9. Every car make and model is different – have situational sensitivity – You may have the same car make as your neighbor but sometimes the same functions you are used to are now digital instead of manual e.g. automatic gear box, power windows, power mirrors etc. Each car must be treated differently according to the blue print of its manufacturer and original vision and intent of the car. Similarly as you drive the business, you may not necessarily be the original visionary and architect behind the vision hence you need the guidelines of the one who created the initial blue print. The same Holdings Company may have a transport business, a timber plant, an oil refinery and a hotel entity. In all those businesses there are specific business dynamics you need if you are told to go and head or drive the divisions. Take time to establish how you will drive even though you may have driving experience. Learn the new environment and its processes. If it is a hotel for example, take time with the chef, take time with the room cleaners; understand the registration processes, revenue collection and all systems relating to the specific business. Orient yourself with the whole business. After all you will be responsible for driving it even though you may have co-drivers, assistants etc.
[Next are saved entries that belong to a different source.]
PR #22098, opened 2022-07-11
fix coredump

dorisd0102:
Commit Message: fix the coredump when stream is nullptr, then return directly instead of still sendMessage
Additional Description: N/A
Testing: MT
Docs Changes: N/A
Release Notes: N/A
Platform Specific Features:
[Optional Runtime guard:]
[Optional Fixes #Issue]
[Optional Deprecated:]

### DIFF
--- a/source/common/grpc/typed_async_client.h
+++ b/source/common/grpc/typed_async_client.h
@@ -35,8 +35,13 @@ template <typename Request> class AsyncStream /* : public RawAsyncStream */ {
 public:
   AsyncStream() = default;
   AsyncStream(RawAsyncStream* stream) : stream_(stream) {}
-  void sendMessage(const Protobuf::Message& request, bool end_stream) {
-    Internal::sendMessageUntyped(stream_, std::move(request), end_stream);
+  bool sendMessage(const Protobuf::Message& request, bool end_stream) {
+    if (stream_ == nullptr) {
+      return false;
+    } else {
+      Internal::sendMessageUntyped(stream_, std::move(request), end_stream);
+      return true;
+    }
   }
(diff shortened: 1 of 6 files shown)


dorisd0102:
@durd07  Please help to review this change. Thanks.

durd07 (approved):
LGTM

phlax:
@adisuissa would you mind reassigning this as its not really my area

source/common/grpc/typed_async_client.h
```diff
@@ -35,8 +35,13 @@ template <typename Request> class AsyncStream /* : public RawAsyncStream */ {
 public:
   AsyncStream() = default;
   AsyncStream(RawAsyncStream* stream) : stream_(stream) {}
-  void sendMessage(const Protobuf::Message& request, bool end_stream) {
-    Internal::sendMessageUntyped(stream_, std::move(request), end_stream);
+  bool sendMessage(const Protobuf::Message& request, bool end_stream) {
+    if (stream_ == nullptr) {
+      return false;
+    } else {
```
adisuissa, line 41: This feels like the wrong solution in this case (one red flag - why isn't the same check being performed for the other methods, e.g., in `resetStream()`)?
Can the AsyncStream be created using the second c'tor?

adisuissa:
Also can you add some tests to validate the behavior of the different changes?

source/common/grpc/typed_async_client.h
dorisd0102: @adisuissa , I check the nullptr in calling part and restore this code.

mattklein123 (approved):

PR #22103, opened 2022-07-11
repo: Ignore dot files by default (+some code check ignores)

phlax:
Ignore dot files in .gitignore and .bazelignore, unless
explicitly included.

Also ignore dot files in code check script

Commit Message:
Additional Description:
Risk Level:
Testing:
Docs Changes:
Release Notes:
Platform Specific Features:
[Optional Runtime guard:]
[Optional Fixes #Issue]
[Optional Deprecated:]


.bazelignore
```diff
@@ -1,3 +1,26 @@
...
+!\.flake8
+!\.gitattributes
+!\.github
+!\.gitignore
+!\.python-version
+!\.style.yapf
+!\.vscode
+!\.yapfignore
+!\.zuul
+!\.zuul.yaml
```
adisuissa, line 22: Is this needed?
Does ".bazelignore" support the "!" notation? (the closest thing to doc I could find is this: https://github.com/bazelbuild/bazel/blob/96c8a9073807c9e97635ddafe2ed0365a9318d6f/site/en/docs/bazelrc.md#other-files-governing-bazels-behavior-bazel-behavior-files and it didn't say anything)

adisuissa (commented):
Thanks!

.bazelignore
phlax: i also cant find any docs - but tbh that is not uncommon with bazel - and in this case trying to search brings up the wrong things - ie `.bazelignore exclude !` doesnt do it

i can set up a minimal repro if you like to confirm - im pretty sure i tested it when i added, but can check again

phlax: my bad - testing this out further, this doesnt do what i had hoped

i had read a conversation somewhere about keeping .bazelignore functionality aligned with .gitignore and incorrectly assumed that it had some equivalence - it does not

afaict, what it actually does is only work with directories, no globs, and no file exclusions

part of the problem i was addressing has been resolved by adding better file collection on the docs build

i still have a massive `.project` folder that i would like to exclude tho, if i exclude that from bazel it makes a massive difference

i think we want the .gitignores in this PR - ill update .bazelignore to just exclude my problem directory - others can use a similar convention or we can evolve the strategy

phlax:
@adisuissa i have cleaned this up a bit - i think the remaining changes are pretty non-controversial

would be great to land, as atm im rebasing other PRs against it so i can test locally - without it a check that takes 2mins takes 20mins

apologies for rebase/force - i messed up locally while working on it

adisuissa (approved):
LGTM, thanks!

PR #22108, opened 2022-07-11
check_format: Add fail_on_diff + small cleanups

phlax:
This speeds up the check_format in ci/format/format_pre job by optimizing the fix/check algo and adding a `fail_on_diff` flag

This allows CI to call `--fix` directly without having to call check, and then fix

The algo for checking/fixing itself is also slightly improved

Commit Message:
Additional Description:
Risk Level:
Testing:
Docs Changes:
Release Notes:
Platform Specific Features:
[Optional Runtime guard:]
[Optional Fixes #Issue]
[Optional Deprecated:]


phlax:
cc @mattklein123 re conv in dev channel, this should be a pretty big improvement over what was there previously

i have thinned out the (~non-ci) runs in the format_pre elsewhere so with these changes applied perf should be better in all situations and running more things

phlax:
actually to qualify this it is probs still slower if no failure as it does more things

i know of several fairly immediate optis, so ill follow up

ci/format_pre.sh
```diff
@@ -57,14 +57,8 @@ if [[ -n "$AZP_BRANCH" ]]; then
...
 
-fix_format () {
-    echo "Fixing format..."
-    "${ENVOY_SRCDIR}"/tools/code_format/check_format.py fix
-    return 1
-}
-
 CURRENT=check_format
-"${ENVOY_SRCDIR}"/tools/code_format/check_format.py check || fix_format
+"${ENVOY_SRCDIR}"/tools/code_format/check_format.py fix
```
mattklein123, line 61: Don't you need to specify fail on diff here? Can you make a format error and double check that CI fails? Thank you.

/wait-any

phlax: good spot, apologies, fixed

mattklein123:
It's fine I just want to make sure that it works in CI. If you are sure it's good that's fine with me otherwise a test can't hurt.

phlax:
ill land and monitor ci - im pretty confident all is good

PR #22110, opened 2022-07-11
check_format: Dont run on api proto files

phlax:
This already happens in proto_format.sh

Commit Message:
Additional Description:
Risk Level:
Testing:
Docs Changes:
Release Notes:
Platform Specific Features:
[Optional Runtime guard:]
[Optional Fixes #Issue]
[Optional Deprecated:]


tools/code_format/check_format.py
```diff
@@ -887,11 +887,14 @@ def fix_source_path(self, file_path):
...
         if not file_path.endswith(PROTO_SUFFIX):
             error_messages += self.fix_header_order(file_path)
-        error_messages += self.clang_format(file_path)
-        if file_path.endswith(PROTO_SUFFIX) and self.is_api_file(file_path):
-            package_name, error_message = self.package_name_for_proto(file_path)
-            if package_name is None:
-                error_messages += error_message
+            error_messages += self.clang_format(file_path)
+        else:
+            if self.is_api_file(file_path):
```
phlax, line 892: filter these earlier

htuch (commented):
What checks or format fixes are we losing here?

phlax:
> What checks or format fixes are we losing here?

overall nothing - in this particular checker it wont run clang-tidy on the api proto files, as that is already done as part of proto_format

tools/code_format/check_format.py
```diff
@@ -356,17 +358,6 @@ def check_namespace(self, file_path):
...
         return []
 
-    def package_name_for_proto(self, file_path):
-        package_name = None
-        error_message = []
-        result = PROTO_PACKAGE_REGEX.search(self.read_file(file_path))
-        if result is not None and len(result.groups()) == 1:
-            package_name = result.group(1)
-        if package_name is None:
-            error_message = ["Unable to find package name for proto file: %s" % file_path]
```
phlax, line 366: i belive that proto_format also effectively checks the package name, but i will check this

phlax:
i need to main merge - but checking also for any differences

/wait

tools/code_format/check_format.py
```diff
@@ -888,10 +879,6 @@ def fix_source_path(self, file_path):
         if not file_path.endswith(PROTO_SUFFIX):
             error_messages += self.fix_header_order(file_path)
         error_messages += self.clang_format(file_path)
-        if file_path.endswith(PROTO_SUFFIX) and self.is_api_file(file_path):
-            package_name, error_message = self.package_name_for_proto(file_path)
-            if package_name is None:
```
phlax, line 893: these lines are also wrong - it just adds the same error message a second time, incorrectly

phlax:
conclusion from testing - the current checker ~doubles the time to run the ci/check_format script and does not work as expected

albeit also not with the ideal fix, proto_format certainly does detect this issue - or to be more precise, any build targets that use the apis - proto_format/docs/compiling/tests etc would fail pretty quickly in the presence of the error that the removed code would detect

tldr i think we want to land this asap

~related aside i noticed during my testing that one of the checker/fixers was trying to replace ` `` ` with ` * ` - not sure why that would be, but i will check this now

phlax:
> ... i noticed during my testing that one of the checker/fixers was trying ...

checked this and unable to repro - i think it was something to do with cache

phlax:
testing this again for timings rebased-to-main <> main  - it doesnt save quite as much as i had thought - more like 10-20%

htuch (approved):
Thanks for checking.

sergiitk:
Is it just me, or `check_format_test_helper.sh` now fails because it doesn't detect a proto issue because check_format is no longer checking protos?

```
❯ ./tools/code_format/check_format_test_helper.sh --log=WARN
api/missing_package.proto: Expected failure `Unable to find package name for proto file: ./api/missing_package.proto`, but succeeded
1 FAILURES
```

phlax:
> Is it just me, or check_format_test_helper.sh now fails

not sure - running this locally i hit a different problem - that it expects `clang-format-11` to be available - on resolving this the test passes

i believe this is running in CI also (altho im going to check that again)

im curious as to what my be causing your issue

its also clear that that test file needs some work

phlax:
my bad - i wasnt testing against `main` locally and ci is not currently running this - i will try and address this in #22426

sergiitk:
Thank you for looking into this!

Sidenote: I'm running `clang-format-14`, I think this is the requirement right now. IMO what would be really really useful, is CI printing out what clang version is being used—would make debugging formatting discrepancies much easier.

phlax:
yep, clang-format can be pita for this script - the version changes and is often not compatible with what are available in OS platforms

i would like to get this job into bazel and perhaps use some kinda bazel toolchain, but that is still a little way off

if you want to propose a PR to just print out what the script has found i would be happy to review

Issue #22009, opened 2022-07-04
The oauth2_filter should use client_secret_basic to access token endpoint by default.


figroc:
*Title*:

The oauth2_filter should use client_secret_basic to access token endpoint by default.

*Description*:

Currently the oauth2_filter use client_secret_post as the default authentication method to access oauth2 token endpoint. By RFC6749 and RFC8414, client_secret_basic is the default authentication method. And the client_secret_post method is not recommended and should be limited.

wbpcode:
cc @snowp

Amila-Rukshan:
I'm working on this ticket. going to support Basic auth as the default method and keep the existing method (sending credentials as url encoded body values) to set under a config.
```
config:
  ...
  auth_type: "URL_ENCODED_BODY". // default to "BASIC_AUTH"
  ...
```

Issue #21851, opened 2022-06-23
proposal: add a filter for injecting credentials into outgoing HTTP requests


yskopets:
*Title*: Add a filter for injecting credentials into outgoing HTTP requests

*Description*:

It would be conventient to have a standard filter that can inject credentials into outgoing HTTP requests (as a value of `Authorization` header).

The most common use cases:

1. OAuth2 access token credential
2. basic auth credential
3. opaque bearer token credential

The primary focus of this proposal is on injecting OAuth2 access token credential.

*Proposal*:

Add an HTTP filter with the following configuration model:

```yaml
- name: envoy.filters.network.http_connection_manager
  typed_config:
    "@type": type.googleapis.com/envoy.extensions.filters.network.http_connection_manager.v3.HttpConnectionManager
    http_filters:
    - name: envoy.filters.http.credentials
      typed_config:
        "@type": type.googleapis.com/envoy.extensions.filters.http.credentials.v3alpha.Injector
        config:
          rules:
          - match:
              ... # HTTP requests to match
            inject:
              credential: { ... } # credential to inject
```

If the list of rules is empty, the filter will have no effect.

With regards to OAuth2 support:
* the filter will allow a user to specify `client_id` and `client_password`
* and let filter to acquire OAuth2 access token through [Client Credentials Grant](https://datatracker.ietf.org/doc/html/rfc6749#section-4.4) flow
* the filter will also take care of refreshing access token

*Usage examples*:

#### Injecting OAuth2 access token

```yaml
- name: envoy.filters.network.http_connection_manager
  typed_config:
    "@type": type.googleapis.com/envoy.extensions.filters.network.http_connection_manager.v3.HttpConnectionManager
    http_filters:
    - name: envoy.filters.http.credentials
      typed_config:
        "@type": type.googleapis.com/envoy.extensions.filters.http.credentials.v3alpha.Injector
        config:
          rules:
          - match:
              prefix: /
            inject:
              credential:
                oauth2:
                  token_endpoint:
                    cluster: oauth
                    uri: oauth.com/token
                    timeout: 3s
                  client_credentials:
                    client_id:
                      secret:
                        name: client-id
                        sds_config:
                          path: "/var/run/secret/credentials/oauth2/client-id.yaml"
                    client_password:
                      secret:
                        name: client-password
                        sds_config:
                          path: "/var/run/secret/credentials/oauth2/client-password.yaml"
                  # (Optional)
                  scopes:
                  - "example"
```

[...]

PR #22122, opened 2022-07-12
oauth: support authentication methods for client to oauth server requests

Amila-Rukshan:
Commit Message: 
oauth: support authentication methods for client for auth server requests

Additional Description:
Added a new config property under `oauth` filter to define how the `client_id` and `client_secret` will be sent in requests to OAuth server.
```
config:
  ...
  auth_type: "BASIC_AUTH" // defaults to "URL_ENCODED_BODY"
  ...
```
Risk Level:
Testing:
Tests added

Docs Changes:
Release Notes:
Platform Specific Features:
[Optional Runtime guard:]

Fixes: #22009 

[Optional Deprecated:]


htuch (commented):
@snowp WDYT about this? Seems reasonable (even given the dangers of basic auth, if the user is aware of them and the environment is safe). But, there is some nagging thought that we should have some standard way to express HTTP fetch auth etc. for sidecalls. Thoughts?

htuch:
@Amila-Rukshan were you intending for this to be a breaking change, i.e. to start doing basic auth by default? By setting the enum 0 value to this, you create a new default behavior.

@snowp thanks, makes sense. I'm thinking basically anytime we make an HTTP call that a variety of auth methods would be plausibly useful, everything from stats dumps to xDS fetch over HTTP. The said, the fact this is the first time this has come up means this is probably not super useful.

I just noticed https://github.com/envoyproxy/envoy/issues/21851. If we were to implement this we could just leverage it with the OAuth filter making outbound HTTP calls that pick this up.

Amila-Rukshan:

10. Exercise Defensive Driving techniques – The safety of your passengers is extremely important. If you can avoid an accident do all it takes to exercise the caution. Do not kill people because you have the right of way. Drive your car and also drive those around you. Think on behalf of others. In business Safety and life of employees comes ahead of production and targets. Provide the protective clothing necessary; provide safety training, evacuation procedures etc. Invest in Health and Environment related matters. They have an impact on your employees’ welfare and the well being of your business environment. Avoid danger at all cost.